5, 1 (2023)
Technology and War
In a passage from Ernste Spiele I: Watson ist in (2010), devoted to the relationship between the usage of long-range intelligent weapons and the galaxy of the production of digital images, the Indian-born German artist Harun Farocki is allowed to attend a Marine Corps class in California, whereby four participants manage tanks deployed in a war simulation in Afghanistan. Farocki’s video installation makes co-present, on the one hand, American soldiers interacting with a console; on the other, we see what they are seeing: either a desertic environment or a typical Middle Eastern city scenario. Soldiers practice war; they prepare for the moment they will use intelligent weapons. They prepare their work, i.e. to drive drones to kill or fight the enemy.

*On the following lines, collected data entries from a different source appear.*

PR #780, opened 2017-05-24
Enable Travis CI with Ubuntu and MacOS builds

PowerSchill:
- Set to Trusty Tahr (Ubuntu 14.04)
- Set to xcode 8.3 (OS X 10.12)
- Downloads and installs PowerShell v6.0.0-beta.1


daviwil:
Fantastic, thanks a lot Mark!

Issue #781, opened 2017-05-25
Markers from PSScriptAnalyzer should include the rule name


Josverl:
I find the integration of scrip analyzer very helpful, 
however sometimes there is a need to suppress a specific warning or error.

That can be done by adding decorating the code with something like 
`[Diagnostics.CodeAnalysis.SuppressMessageAttribute("PSProvideCommentHelp", "")]`

the key here is that I need to look up the PSSA RuleName, that is not easily referenced searchable based on the information provided. If 
- the Rulename could be provided as part of the message , 
- if sample suppress block could be copied / pasted  ( either from the psscript analyzer results, or as a snippit ) 

That would go a long way. 
currently I often need retrieve the rule names from a build task that runs after check-in or look up the rule name by trial and error.
I would prefer to be able to do this quickly at edit time.

daviwil:
Hey Jos, thanks for the feedback!  Issue #778 might be interesting to you, we plan to add "quick fix" options for adding rule suppressions so that you don't need to know exactly what to type for that.

I agree though, we definitely need to display the PSScriptAnalyzer rule name in the marker message so that it's easy to know what needs to be disabled.  We'll add that!

PR #783, opened 2017-05-25
Add 2 snippets to simplify supressing benign PSScriptAnalyzer errors …

Josverl:
in reference to issue #781 I have created 2 snippets that should be broadly applicable to users that use PSSA to guard the code quality.

This combined with the display of the PSSA rulename as part of the warning in the Problem pane will allow simplify the proper use of PSSA.


daviwil:
Thanks for the PR @Josverl!  Sorry for the delay in getting it accepted.

PR #793, opened 2017-05-30
Fix a handful of issues with PowerShell sessions

daviwil:


scripts/Start-EditorServices.ps1
```diff
@@ -204,203 +204,73 @@ if ((Test-ModuleAvailable "PowerShellEditorServices" -RequiredVersion $parsedVer
...
     $errorString = ""
 
     while ($e -ne $null) {
         $errorString = $errorString + ($e.Message + "`r`n" + $e.StackTrace + "`r`n")
         $e = $e.InnerException;
     }
 
-    ExitWithError ("Caught error while waiting for EditorServicesHost to complete:`r`n" + $errorString)
+    ExitWithError ("A terminating error occurred in PowerShell Editor Services:`r`n`r`n" + $errorString)
 }
```
rkeithhill: Good call on eliminating the signature for this script.  I've had several issues with folks using PSCX after we started signing the scripts.

daviwil: This was only temporary since the signature isn't useful after the script contents have changed.  Why did signing the startup script cause issues for PSCX?  Maybe it's an indication of some other issue that I haven't seen before

rkeithhill: Folks that were offline ran into an apparent hang as the CRL check takes several minutes to come back IIRC.

daviwil: Hmmm...  That could explain a complaint I've been seeing from some folks who report that the extension doesn't start up for them if they're offline due to internet not being accessible at the moment (like on a train).  Was it a combination of PSCX and the signed script that caused it, or just the signed script itself?

PR #1135, opened 2017-12-26
Example build configuration using MSBuild

MartinSGill:
* Possible implementation for #1127
* Tested both with and without EditorServices
* Tested with MSBuild 15.3

Usage: PS> ./build.ps1

Known Issues

* Had to fix TSC compile error in src/features/DebugSession.ts
* BinaryLogger switch requires ProjectImports=None to avoid: Error: EBUSY: resource busy or locked, open 'vscode-powershell\msbuild.ProjectImports.zip' during package
* Not Tested/Updated AppVeyor


rkeithhill:
I appreciate the effort but I don't see this PR being accepted given issue #1127 and more importantly - most of the other PowerShell projects, including the big Kahuna PowerShell Core, are based on the InvokeBuild module.

Personally, I'd like to standardize on MSBuild too but not until such time as it supports language specific DSLs - see https://github.com/Microsoft/msbuild/issues/1289

The proj file in this PR is quite a bit less readable IMO when compared to either InvokeBuild or psake scripts.  I'd really love to see that MSBuild issue gain traction.  Just imagine using MSBuild's engine, task libraries and platform specific targets files coupled with task/property/itemgroup/target scripting in PowerShell.  That'd be frickin' awesome.

MartinSGill:
@rkeithhill I wasn't really expecting the pull request to be accepted. It was more intended to kick-start and contribute to the conversation.

My main concern is the concept of "aligning" on PSCore, which does not use Invoke-Build. Just a collection of functions that are imported which I see as a step backwards.

Aligning on Invoke-Build I'd not object to, but unless I entirely misunderstood #1127 the idea was to move to custom imported functions, as build1.psm1 does.

rkeithhill:
>  "aligning" on PSCore, which does not use Invoke-Build

My bad.  It is not use Invoke-Build.  PSReadLine uses it and PSScriptAnalyzer as well (I think).  Plaster is using psake.

> the idea was to move to custom imported functions

Yeah that is @tylerl0706 idea AFAICT.  While I agree that consistency is good, the "context" is quite different between PS Core and the extension and frankly just about every other project because PS Core is fairly unique.  Hmm, I think I'll continue this "thought" over on issue #1127.

MartinSGill:
Closing as this PR was mostly to stimulate discussion.

PR #1161, opened 2018-01-12
Check for the expected version of the PowerShell Editor Services module fails because of the wrong function parameters

ant-druha:
'Test-ModuleAvailable' function does not have -RequiredVersion parameter, hence the script fails to evaluate the condition (at least for PS version 3.0.1).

Marines, as filmed by Farocki, are still soldiers? Are they still fighting a war? Do they fight? Located in rooms thousands of kilometres away from the battlefield, they face the typical difficulties we find in a videogame. Their work burns in such a hyper-visibility that puts aside war experience by avoiding the presence of the enemy. American soldiers placidly sit and play war; the enemy is elsewhere and utterly dematerialized. In other words, Farocki draws attention to a condition which should be inconceivable when facing war: the effacing of the body; the absence of death as the ghost in battles.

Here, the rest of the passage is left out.